For professional operators managing multiple properties, the math compounds. A portfolio generating $500,000 in annual bookings pays roughly $15,000 in Airbnb host costs under the split-fee model, or up to $80,000 under the host-only fee. Those figures are before furnishing, utilities, insurance, maintenance, and property management — all of which have risen in most U.S. markets over the past three years.
Alternatives and Complementary Channels
Most serious hosts use more than one channel. Vrbo, owned by Expedia Group, charges a 5 percent commission plus a 3 percent payment processing fee, for a total of about 8 percent per booking under its pay-per-booking model. Booking.com typically charges a 15 percent vacation rental commission and passes little of the cost to the guest, making it functionally a host-only fee market. Smaller platforms — Plum Guide, Hopper Homes, Whimstay, and regional sites — range from 3 to 20 percent.
Direct booking websites are another category. Hosts who build their own site, whether through a property management system or a dedicated website builder, pay no booking commission to a platform. Instead they pay for hosting, payment processing (typically 2.9 percent plus $0.30 per transaction via Stripe or a similar provider), and, in many cases, a subscription to a channel manager. The tradeoff is that direct bookings require hosts to handle their own marketing, search visibility, and guest trust signals. The real cost of Airbnb fees (and how direct booking offsets them) walks through that balance in more detail.
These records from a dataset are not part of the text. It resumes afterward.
PR #573, opened 2022-12-05
Add PA flag support to quick search's default config

nv-braf:
Fix issue where quick search's default config generation wasn't respecting the PA flags set by the user


tgerdesnv (commented):
Is there a unit test that can be added to protect this?

tgerdesnv (approved):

Property management companies offer a third path. Full-service managers typically charge 15 to 30 percent of gross revenue, handling pricing, listings, cleaning coordination, and guest communication. Hybrid models charge a lower percentage for specific services, such as channel management only.
What Hosts Can Do Next
The most useful first step is to calculate the effective take-home rate on existing bookings. Hosts can pull a payout report from Airbnb, subtract all fees and cleaning reimbursements, and divide by the nightly rate to see what they actually earn per night. The figure is often 15 to 25 percent lower than the listed rate once all charges are accounted for.
From there, a few practical moves tend to matter most. Reviewing which channels bring in the most revenue — not just the most bookings — helps identify whether Airbnb or a competing platform is the better primary channel for a given property. Hosts with strong repeat-guest bases can often justify a direct booking presence, since returning guests are the most likely to book outside a platform. Hosts who rely entirely on one-time bookings from platform search may find the commission is simply the cost of demand generation.
Tracking regulatory changes is also increasingly important. Several major U.S. cities, including New York, Dallas, and Los Angeles, have tightened short-term rental rules in the past two years, and state-level rules in Florida, California, and Tennessee have shifted registration and tax obligations. The Airbnb service fee is a constant, but the rest of the cost structure is not.
For most hosts, the answer is not to avoid Airbnb but to understand it clearly. The platform generates demand that few individual hosts can replicate on their own. The question is how much of each booking has to leave the host's pocket before what remains is worth the work.